Work order => Among the records below, find each line that includes the string "steps" and copy it.

Supplied records =>
──────────

PR #657, opened 2020-01-15
Add banner to notify users about pending Jan CPU release

jerboaa:
Draft pull request for Jan 2020 security release.

PR #667, opened 2020-01-23
Revert "Add banner to notify users about pending Jan CPU release"

smlambert:
Reverts AdoptOpenJDK/openjdk-website#657


jerboaa:
@smlambert Next time perhaps not use `git revert` but use a new commit which just comments it out.

PR #683, opened 2020-03-04
Use $releasever and $basearch in Centos example

makubi:
### Checklist

### DIFF
--- a/src/handlebars/installation.handlebars
+++ b/src/handlebars/installation.handlebars
@@ -345,15 +345,14 @@
        </p>
 
        <p><strong>RPM installation on Centos, RHEL, or Fedora</strong></p>
-       <p>The following steps describe how to install an RPM package for Centos 7. To install an RPM for RHEL or Fedora, or
-         to install a different version of Centos, switch the <tt>baseurl</tt> value.
+       <p>The following steps describe how to install an RPM package for Centos. To install an RPM for RHEL or Fedora update the <tt>baseurl</tt> value accordingly.
        </p>
        <p>1. Add the appropriate RPM repository to your <tt>/etc/yum.repos.d/adoptopenjdk.repo</tt> file, by running the following command:</p>
        <pre><code class="highlighted">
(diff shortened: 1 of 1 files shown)


aahlenst:
I copied and pasted

```
cat <<EOF > /etc/yum.repos.d/adoptopenjdk.repo
[AdoptOpenJDK]
name=AdoptOpenJDK
baseurl=http://adoptopenjdk.jfrog.io/adoptopenjdk/rpm/centos/$releasever/$basearch
enabled=1
gpgcheck=1
gpgkey=https://adoptopenjdk.jfrog.io/adoptopenjdk/api/gpg/key/public
EOF
```

into a running CentOS 8 container and it resulted in

```
[AdoptOpenJDK]
name=AdoptOpenJDK
baseurl=http://adoptopenjdk.jfrog.io/adoptopenjdk/rpm/centos//
enabled=1
gpgcheck=1
gpgkey=https://adoptopenjdk.jfrog.io/adoptopenjdk/api/gpg/key/public
```

Any special prerequisites needed?

aahlenst:
@karianna Does it work for you?

makubi:
@aahlenst You are right, sorry. I did not test the copy & paste. What do you think about adding `\`s before the `$`? I will open another PR.

aahlenst:
@makubi Could you elaborate what you're trying to achieve? Does for example CentOS define those variables in the environment so that they are automatically substituted with the correct values? Or should `$releasever` denote a placeholder that the user is expected to replace by hand? If the latter, why include `$` at all and it needs an explanation in the surrounding text.

makubi:
@aahlenst Redhat defines those variables, see https://access.redhat.com/documentation/en-us/red_hat_enterprise_linux/6/html/deployment_guide/sec-using_yum_variables
I am trying to achieve a version-agnostic configuration. Other repositories like CentOS-Base use these variables as well.

aahlenst:
Great. So please do whatever is needed to make the commands copy & paste compatible and I'll happily merge.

──────────

Solution for this problem =>
-       <p>The following steps describe how to install an RPM package for Centos 7. To install an RPM for RHEL or Fedora, or
+       <p>The following steps describe how to install an RPM package for Centos. To install an RPM for RHEL or Fedora update the <tt>baseurl</tt> value accordingly.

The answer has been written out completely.